BEGIN RECORDS SHOWN

PR #1629, opened 2026-05-31
Fix approved Think tool continuation results reaching clients

### LINKED ISSUE #1627: Bug: needsApproval tool approval-responded state never transitions to output-available (think@0.7.3 + agents@0.13.3)
### Environment
- `@cloudflare/think@0.7.3`
- `agents@0.13.3`
- `@cloudflare/ai-chat@0.7.2`

### Description

After a user approves a `needsApproval` tool, the tool executes successfully on the server, but the tool part state never transitions from `approval-responded` to `output-available` on the frontend. The UI permanently shows "Executing..." with a spinning indicator.

### Related Issues
- #1586 — Fixed `_scheduleAutoContinuation` 50ms coalesce race condition. Our issue persists after upgrading to the versions that include this fix.
- #1404 — Tool part state regression during client tool round-trip.

### Steps to Reproduce
1. Define a tool with `needsApproval: true`
2. User sends a message that triggers the tool
3. Tool approval card appears, user clicks "Approve"
4. Tool executes successfully on the server (verified via database state)
5. Frontend tool part stays at `approval-responded` state indefinitely
6. UI shows spinning "Executing..." forever
7. Only when user sends a NEXT message does `beforeTurn` clean up the stale state

### Expected Behavior
After approval, the continuation should:
1. Execute the tool
2. Update the tool part state to `output-available` with the tool output
3. Stream the result back to the frontend
4. UI transitions from "Executing..." to "Complete" with output

### Actual Behavior
- Server-side: Tool executes correctly, state changes persist
- Frontend: Tool part stays at `approval-responded`, never receives `output-available`
- The continuation stream appears to not reach the frontend

### WebSocket Evidence

After user approves the tool, the `cf_agent_chat_messages` broadcast shows the tool part stuck at:
```json
{
  "toolName": "updateTrigger",
  "state": "approval-responded",
  "approval": { "id": "...", "approved": true }
}
```

No subsequent `cf_agent_message_updated` or stream chunk updates the state to `output-available`.

### Workaround

In our `beforeTurn` override, we clean up stale `approval-responded` parts on the next non-continuation turn. This means the state only resolves when the user sends another message, not immediately after approval.

whoiskatrin:
## Summary

Fixes the `@cloudflare/think` server-side `needsApproval` continuation path so an approved tool result is delivered to the client and persisted instead of leaving the UI indefinitely at `approval-responded` / “Executing…”.

Fixes #1627.

## What was happening

For an approved server-executed tool, Think handles the approval in one message update and then runs the actual tool in an automatically scheduled continuation. There were several gaps in that handoff:

1. The durable approval update did not synchronously update Think's live message cache before the continuation read it.
2. Transcript repair treated `approval-responded`, `output-denied`, and `output-error` parts without an `output` field as abandoned tool calls and removed them from model context.
3. A server tool's eventual `tool-output-available` / `tool-output-error` chunk is emitted during the continuation, but the corresponding tool part belongs to the preceding assistant message. The continuation accumulator cannot persist that cross-message state transition by itself.
4. Think's WebSocket continuation response frames were missing the `continuation: true` marker used by `useAgentChat` when applying server-pushed continuation events to existing client state.

Together these could leave the server having performed the approved side effect while the browser remained stuck at `approval-responded`.

### `packages/think/src/think.ts`

- Keep valid non-output-bearing tool lifecycle states (`approval-responded`, `output-denied`, `output-error`) in transcript repair.
- Synchronously patch the in-memory transcript after an approval/tool update is persisted, before an immediate continuation consumes it.
- When terminal tool output arrives during a continuation for a tool part stored in a prior assistant message, apply it to that stored message and broadcast `cf_agent_message_updated`.
- Include `continuation: true` on continuation stream chunks, errors, and completion frames.

### Tests

Added an actual server `needsApproval` tool to the Think WebSocket test agent and regression tests covering:

- **Approval success:** the tool executes exactly once, broadcasts an `output-available` update, persists output, and marks completion as a continuation.
- **Rejection:** the tool is not executed and `output-denied` is retained through continuation processing.
- **Execution error after approval:** the tool is invoked once and its terminal `output-error` / error text is persisted.

### Release note

- Added a patch changeset for `@cloudflare/think`.

## Reviewer notes

The key code path to review is the transition across messages:

```text
approval-requested
  -> CF_AGENT_TOOL_APPROVAL
  -> approval-responded persisted + live cache patched
  -> continuation runs approved execute()
  -> tool-output-available/error targets original assistant message
  -> MESSAGE_UPDATED reaches frontend + terminal state persists
```

The cross-message update mirrors the situation already handled in `@cloudflare/ai-chat`: the continuation's newly accumulated assistant content is not the message that owns the original tool part.

### DIFF
--- a/.changeset/fix-think-approval-continuations.md
+++ b/.changeset/fix-think-approval-continuations.md
@@ -1,5 +1,6 @@
 ---
 "@cloudflare/think": patch
+"agents": patch
 ---
 
 Fix server-side `needsApproval` tool continuations remaining stuck after the
@@ -8,3 +9,13 @@ model transcript, updates its live transcript before an immediate continuation,
 and persists and broadcasts terminal tool output emitted for a prior assistant
 message. Continuation response frames are also labelled consistently so
 `useAgentChat` can apply streamed continuation updates to the active UI state.
+A pending `approval-responded` tool is no longer mis-reported by the
+incomplete-tool-call backstop, so approval continuations stop logging a false
+"repair gap" warning and emitting a spurious `chat:transcript:repaired` event.
+
+The cross-message tool result now flows through `StreamAccumulator`'s
+`cross-message-tool-update` action and a shared, replay-safe
+`crossMessageToolResultUpdate` builder (exported from `agents/chat`): it matches
+terminal states for first-write-wins idempotency against provider replays (e.g.
+the OpenAI Responses API, #1404), preserves a streamed `preliminary` flag, and
+lets `Think` skip redundant writes/broadcasts when a result is already settled.
--- a/.changeset/fix-think-approval-continuations.md
+++ b/.changeset/fix-think-approval-continuations.md
@@ -1,0 +1,10 @@
+---
+"@cloudflare/think": patch
+---
+
+Fix server-side `needsApproval` tool continuations remaining stuck after the
+user approves them. Think now keeps approved/denied/errored tool parts in the
+model transcript, updates its live transcript before an immediate continuation,
+and persists and broadcasts terminal tool output emitted for a prior assistant
+message. Continuation response frames are also labelled consistently so
+`useAgentChat` can apply streamed continuation updates to the active UI state.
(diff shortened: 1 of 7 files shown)


threepointone:
taking this over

END RECORDS SHOWN

## DIRECTIONS
Write out the whole listing once more, exactly as it reads.

## RESPONSE BELOW
PR #1629, opened 2026-05-31
Fix approved Think tool continuation results reaching clients

### LINKED ISSUE #1627: Bug: needsApproval tool approval-responded state never transitions to output-available (think@0.7.3 + agents@0.13.3)
### Environment
- `@cloudflare/think@0.7.3`
- `agents@0.13.3`
- `@cloudflare/ai-chat@0.7.2`

### Description

After a user approves a `needsApproval` tool, the tool executes successfully on the server, but the tool part state never transitions from `approval-responded` to `output-available` on the frontend. The UI permanently shows "Executing..." with a spinning indicator.

### Related Issues
- #1586 — Fixed `_scheduleAutoContinuation` 50ms coalesce race condition. Our issue persists after upgrading to the versions that include this fix.
- #1404 — Tool part state regression during client tool round-trip.

### Steps to Reproduce
1. Define a tool with `needsApproval: true`
2. User sends a message that triggers the tool
3. Tool approval card appears, user clicks "Approve"
4. Tool executes successfully on the server (verified via database state)
5. Frontend tool part stays at `approval-responded` state indefinitely
6. UI shows spinning "Executing..." forever
7. Only when user sends a NEXT message does `beforeTurn` clean up the stale state

### Expected Behavior
After approval, the continuation should:
1. Execute the tool
2. Update the tool part state to `output-available` with the tool output
3. Stream the result back to the frontend
4. UI transitions from "Executing..." to "Complete" with output

### Actual Behavior
- Server-side: Tool executes correctly, state changes persist
- Frontend: Tool part stays at `approval-responded`, never receives `output-available`
- The continuation stream appears to not reach the frontend

### WebSocket Evidence

After user approves the tool, the `cf_agent_chat_messages` broadcast shows the tool part stuck at:
```json
{
  "toolName": "updateTrigger",
  "state": "approval-responded",
  "approval": { "id": "...", "approved": true }
}
```

No subsequent `cf_agent_message_updated` or stream chunk updates the state to `output-available`.

### Workaround

In our `beforeTurn` override, we clean up stale `approval-responded` parts on the next non-continuation turn. This means the state only resolves when the user sends another message, not immediately after approval.

whoiskatrin:
## Summary

Fixes the `@cloudflare/think` server-side `needsApproval` continuation path so an approved tool result is delivered to the client and persisted instead of leaving the UI indefinitely at `approval-responded` / “Executing…”.

Fixes #1627.

## What was happening

For an approved server-executed tool, Think handles the approval in one message update and then runs the actual tool in an automatically scheduled continuation. There were several gaps in that handoff:

1. The durable approval update did not synchronously update Think's live message cache before the continuation read it.
2. Transcript repair treated `approval-responded`, `output-denied`, and `output-error` parts without an `output` field as abandoned tool calls and removed them from model context.
3. A server tool's eventual `tool-output-available` / `tool-output-error` chunk is emitted during the continuation, but the corresponding tool part belongs to the preceding assistant message. The continuation accumulator cannot persist that cross-message state transition by itself.
4. Think's WebSocket continuation response frames were missing the `continuation: true` marker used by `useAgentChat` when applying server-pushed continuation events to existing client state.

Together these could leave the server having performed the approved side effect while the browser remained stuck at `approval-responded`.

### `packages/think/src/think.ts`

- Keep valid non-output-bearing tool lifecycle states (`approval-responded`, `output-denied`, `output-error`) in transcript repair.
- Synchronously patch the in-memory transcript after an approval/tool update is persisted, before an immediate continuation consumes it.
- When terminal tool output arrives during a continuation for a tool part stored in a prior assistant message, apply it to that stored message and broadcast `cf_agent_message_updated`.
- Include `continuation: true` on continuation stream chunks, errors, and completion frames.

### Tests

Added an actual server `needsApproval` tool to the Think WebSocket test agent and regression tests covering:

- **Approval success:** the tool executes exactly once, broadcasts an `output-available` update, persists output, and marks completion as a continuation.
- **Rejection:** the tool is not executed and `output-denied` is retained through continuation processing.
- **Execution error after approval:** the tool is invoked once and its terminal `output-error` / error text is persisted.

### Release note

- Added a patch changeset for `@cloudflare/think`.

## Reviewer notes

The key code path to review is the transition across messages:

```text
approval-requested
  -> CF_AGENT_TOOL_APPROVAL
  -> approval-responded persisted + live cache patched
  -> continuation runs approved execute()
  -> tool-output-available/error targets original assistant message
  -> MESSAGE_UPDATED reaches frontend + terminal state persists
```

The cross-message update mirrors the situation already handled in `@cloudflare/ai-chat`: the continuation's newly accumulated assistant content is not the message that owns the original tool part.

### DIFF
--- a/.changeset/fix-think-approval-continuations.md
+++ b/.changeset/fix-think-approval-continuations.md
@@ -1,5 +1,6 @@
 ---
 "@cloudflare/think": patch
+"agents": patch
 ---
 
 Fix server-side `needsApproval` tool continuations remaining stuck after the
@@ -8,3 +9,13 @@ model transcript, updates its live transcript before an immediate continuation,
 and persists and broadcasts terminal tool output emitted for a prior assistant
 message. Continuation response frames are also labelled consistently so
 `useAgentChat` can apply streamed continuation updates to the active UI state.
+A pending `approval-responded` tool is no longer mis-reported by the
+incomplete-tool-call backstop, so approval continuations stop logging a false
+"repair gap" warning and emitting a spurious `chat:transcript:repaired` event.
+
+The cross-message tool result now flows through `StreamAccumulator`'s
+`cross-message-tool-update` action and a shared, replay-safe
+`crossMessageToolResultUpdate` builder (exported from `agents/chat`): it matches
+terminal states for first-write-wins idempotency against provider replays (e.g.
+the OpenAI Responses API, #1404), preserves a streamed `preliminary` flag, and
+lets `Think` skip redundant writes/broadcasts when a result is already settled.
--- a/.changeset/fix-think-approval-continuations.md
+++ b/.changeset/fix-think-approval-continuations.md
@@ -1,0 +1,10 @@
+---
+"@cloudflare/think": patch
+---
+
+Fix server-side `needsApproval` tool continuations remaining stuck after the
+user approves them. Think now keeps approved/denied/errored tool parts in the
+model transcript, updates its live transcript before an immediate continuation,
+and persists and broadcasts terminal tool output emitted for a prior assistant
+message. Continuation response frames are also labelled consistently so
+`useAgentChat` can apply streamed continuation updates to the active UI state.
(diff shortened: 1 of 7 files shown)


threepointone:
taking this over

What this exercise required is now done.